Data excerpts
*** Block opens ***

PR #84, opened 2020-04-21
Unified binned stackable

apendleton:
A couple of things in here:
- [x] merge StackableNode and StackableNodeCopy back together again
- [x] make `binned_stackable` be the recursive function and `stackable` be the wrapper function that does the binning, and sets all the tracking variables for recursion (the empty set, the zoom=0, etc.), so that now all the places that use stackable can just call `stackable(phrasematches)` and we don't have to change the call sites of like 150 coalesce fixtures every time we change the type signature of the recursive function
- [x] search-and-replace all the tests to just do the basic call
- [x] make the benchmark behavior match the upstream behavior (same sample size)

### DIFF
--- a/test_utils/src/lib.rs
+++ b/test_utils/src/lib.rs
@@ -11,7 +11,7 @@ use rusoto_core::Region;
 use rusoto_s3::{GetObjectRequest, S3Client, S3};
 use serde::{Deserialize, Serialize};
 
-use std::collections::{BTreeMap, HashMap, HashSet};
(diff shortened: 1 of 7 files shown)


test_utils/src/lib.rs
```diff
@@ -321,16 +321,3 @@ pub fn prepare_stackable_phrasematches(
         .collect();
     out
 }
-
-pub fn binned_phrasematches(
```
apendleton, line 325: This is moved inside stackable now

PR #85, opened 2020-04-22
[wip] Constrained stackable

apendleton:
This branch alters stackable to add limits to the size of the tree that can be generated. Salient specifics:

## ArenaManager

All of the storage for nodes has now been moved to a [generational arena](https://docs.rs/generational-arena/0.2.7/generational_arena/). This makes it much easier to have both a reference to a node inside the tree itself, and a reference to a node in a tracking/priority structure elsewhere. More specifically, there's now a wrapper type `ArenaManager` that contains an arena and also that bookkeeping infrastructure.

The new process for adding a child to an existing node, rather than adding the StackableNode to the `children` vector directly, is to add it to the arena, which will return an ID, and add *that* to the child node. Additionally, because the arena manager is keeping track of the limits on the size of the arena, adding a new node might fail. In that case, it is skipped rather than being added to the child list.

The way the bookkeeping works is like this: we limit on the maximum number of *leaves* (not nodes), so we enter into a constrained/full state (where we're potentially deleting things or limiting what we insert) when the maximum number of leaves is exceeded. Each node that gets added to the arena gets added to the tracking structure, but only increments the leaf count if it's a leaf. All nodes are ranked by the maximum possible relevance that can be attained on their subtree, or in other words, the highest-relevance leaf descended from that node (*not*, to be extra clear, the weight of that node's phrasematch, or the accumulated relevance so far up to that point).

The tracking structure is a HashMap pretending to be a kind-of-sort-of priority queue. Essentially, every max_relevance currently associated with a living node has an entry in the HashMap, and it maps to a tuple of a count of leaves with that (max_)relevance (for leaves, relevance and max_relevance are the same), and a list of the indexes of all of the nodes, leaf or otherwise, that have that relevance. We also keep track of the lowest relevance of any entry in the table.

*** Block closes ***

* **Aim of the task**
Which lines should be output? Exactly those from the first line of the data through the line containing "- [x] merge", inclusive.

* **Output below**
PR #84, opened 2020-04-21
Unified binned stackable

apendleton:
A couple of things in here:
- [x] merge StackableNode and StackableNodeCopy back together again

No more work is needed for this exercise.